Task to carry out:
Filter out all lines without the word "good" from the data below, please, and copy the rest.

Data excerpts:

PR #610, opened 2018-04-03
[FIX onboarding] Do not suggest after artists after following an artist

yuki24:
finishes https://artsyproduct.atlassian.net/browse/GROW-369

From the ticket:

> Right now when a user follows an artist we recommend a suggested artist to follow. We want to remove "after" artists from the list of possible suggestions. You can see a video of "after andy warhol" being suggested after I followed Andy Warhol
>
> We have many of these "after artists" and we want to eliminate them from recs during onboarding.

Initially, I thought about excluding all after artists whose name **includes** `After` (about +1400), but this caused MP to make a GET request that is too long (most HTTP servers only accept up to 8KB of GET requests and the list size exceeded 43KB). Then I pulled in a list of all artists with a name that **starts with** `After` (197 artists in Looker). This is still too long, so I sorted it by `follow_count` to limit the list. Out of the 197 artists there are only 59 artists that have at least one follower, so I compiled a list of the first 100 artists sorted by `foillow_count` with a name that starts with `After`. I pulled in 100 just to be safe, but it's probably ok to limit even further.

I'm assuming that those without followers don't show up as a suggestion because they are probably not considered to be popular or related artists to the artist that the user just followed. Search results still include After artists since it'd require a bit of data structure change.


xtina-starr:
@yuki24 this looks good to me. It might be worth having @katarinabatina or someone glance over the list you compiled/ confirm the assumptions you've made. After that and resolving the merge conflict (which I think it because of suppressing the unique key error in https://github.com/artsy/reaction/pull/609) feel free to merge.

katarinabatina:
Can't we use the popular artist endpoint to help filter vs follow count?

katarinabatina:
@yuki24 you said you sorted the list by follow_count to limit the list and I was wondering why we couldn't sort/filter the list by popular_artist. You are correct, we want to recommend related artists.

yuki24:
@katarinabatina I'll look to see if it's possible to sort by `popular_artist`.

yuki24:
I have looked into the `/popular` endpoint and it seems that the trending score is calculated based on the follow count for the last two weeks:

 * https://github.com/artsy/gravity/blob/d2be21611d779f501a7eeebd8da267d9d7fc455b/app/api/v1/artists_endpoint.rb#L203
 * https://github.com/artsy/delta/blob/master/lib/delta.rb#L73

The list I generated is sorted by all time `follow_count` for each after eartist, so there may be a rank change for the after artists that have at least one follower, but the 59 afer artists (which have a follower) would probably stay in the top 100 popular artists. The rest of the after artists are basically artists that have never been followed by anyone (which we don't really care).

Given that, I believe sorting by popularity would give us the same set of the after artists as the list in this PR. We could double-check with @cavvia if we want to be extra cafeful, but I feel pretty good about this.

xtina-starr:
@katarinabatina @yuki24 where are we with this? I thought the code looked good it was just a matter if the implementation was okay with product right?

cavvia:
`After...` artists for which we also have canonical artists, such as the `After Andy Warhol` example in the description, no longer exist. So that use case no longer exists. We merged them into their canonical parents [here](https://github.com/artsy/gravity/pull/11637). 

However, as Yuki says, a long list of `After...` artists for which we _don't_ have canonical artists could still potentially show up. I don't think filtering by popular artists will help you if you want to filter those out.

yuki24:
I just confirmed artists with a name that starts with `After` doesn't show up as a suggestion on https://www.artsy.net/personalize/artists. I think this PR is no longer relevant and could be closed.

damassi:
@yuki24 / @katarinabatina - can we close this?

Written reply:
@yuki24 this looks good to me. It might be worth having @katarinabatina or someone glance over the list you compiled/ confirm the assumptions you've made. After that and resolving the merge conflict (which I think it because of suppressing the unique key error in https://github.com/artsy/reaction/pull/609) feel free to merge.
Given that, I believe sorting by popularity would give us the same set of the after artists as the list in this PR. We could double-check with @cavvia if we want to be extra cafeful, but I feel pretty good about this.
@katarinabatina @yuki24 where are we with this? I thought the code looked good it was just a matter if the implementation was okay with product right?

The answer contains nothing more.